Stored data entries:
PR #843, opened 2024-02-13
all done

dima-holovko:


src/main/java/mate/academy/hibernate/relations/service/impl/MovieServiceImpl.java
```diff
@@ -1,16 +1,28 @@
...
-        return null;
+
+        return movieDao.add(movie);
     }
 
     @Override
     public Movie get(Long id) {
-        return null;
+        Optional<Movie> optionalMovie = movieDao.get(id);
+        return optionalMovie.get();
```
okuzan, line 26: just `get()` on optional is a bad practice, use orElseThrow + entityNotFound + message + id

okuzan (changes requested):

okuzan (approved):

— Activity —
Once you find the line containing "okuzan, line 26: just", copy it and every line after it through the end of the records, exactly as they stand.

— Task solution —
okuzan, line 26: just `get()` on optional is a bad practice, use orElseThrow + entityNotFound + message + id

okuzan (changes requested):

okuzan (approved):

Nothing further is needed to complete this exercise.